One of Paris's top theaters was bracing Thursday for a showdown with Catholic extremists vowing to disrupt the opening of "Golgota Picnic", a virulent on-stage attack on consumerism and religion.
French fundamentalist Catholics have been waging a sometimes violent campaign of protests in recent months against works they perceive as blasphemous, picketing plays and pelting theatre-goers with eggs.
"Golgota Picnic" by Argentinian director Rodrigo Garcia, is moving to the Theatre du Rond Point on the Champs Elysees after a run in the southwestern city of Toulouse, where it drew protests and charges of "Christianophobia".
Two men linked to the fundamentalist Catholic movement were arrested in the basement of the theatre on Saturday as they attempted to disable the venue's alarm system.
And the Institut Civitas traditionalist movement has warned on its website that Christians will picket the Paris theater for as long as the play is shown there, from December 8 to 17.
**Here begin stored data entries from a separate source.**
PR #2440, opened 2021-06-04
Bump version to 1.2

waylan:
I believe we are ready to release version 1.2. Thanks to everyone who contributed. There is a lot of long-desired stuff in this release.


waylan:
@Ultrabug the `translation` test is failing here and I don't think it should be. Any insight you can provide?

oprypin:
It's almost as if... [running checks only on release is a bad idea](https://github.com/mkdocs/mkdocs/pull/2299#issuecomment-804362611)

ultrabug:
@waylan yep, never had the chance to look it up yet sorry. I think this is related to the actions "plugin" that I use to iterate over file changes.

PR #2477, opened 2021-06-27
Revert livereload file watching to use polling observer

### LINKED ISSUE #2457: mkdocs 1.2.x livereload no longer working
mkdocs==1.2 and latest no longer works
mkdocs==1.1.2 works

MacOS 11.4
Docker version 20.10.7, build f0df350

The French capital was hit in October by a wave of protests against a work by Italian dramatist Romeo Castellucci, "On the Concept of the Face, Regarding the Son of God". The Catholic Church had distanced itself from the protests.
This time, however, mainstream Christians have also voiced offence at a play that is peppered with provocative references to Christianity, before a musical epilogue performed by a naked pianist.
"Golgota Picnic" is a virulent critique of consumer culture as well as religion, at one point showing actors making hamburgers out of meat and live worms, while buns litter the stage in an allusion to the bread of Christ.
Two "crucifixion" scenes shows an actor being nailed to the floor through his clothes, while in another the actor lies splayed in a cross on the ground, while his face is covered with ground meat.
A long monologue describes Christ as a "bloody devil", and the apostles as "12 losers among the millions who listened to Christ".
The Archbishop of Paris Cardinal Andre Vingt-Trois is urging Catholic faithful to join in prayer Thursday night in protest at a play that "insults the figure of Christ".
Paris mayor Bertrand Delanoe issued a statement voicing "concern" and "indignation" at the threats, which he said followed a "campaign of hate" against Castellucci's play.
He said Paris authorities would do all they can to ensure "Golgota Picnic" can go ahead, in the name of freedom of expression.
France counts an estimated half a million traditionalist and fundamentalist Catholics, according to the Christian newspaper La Croix.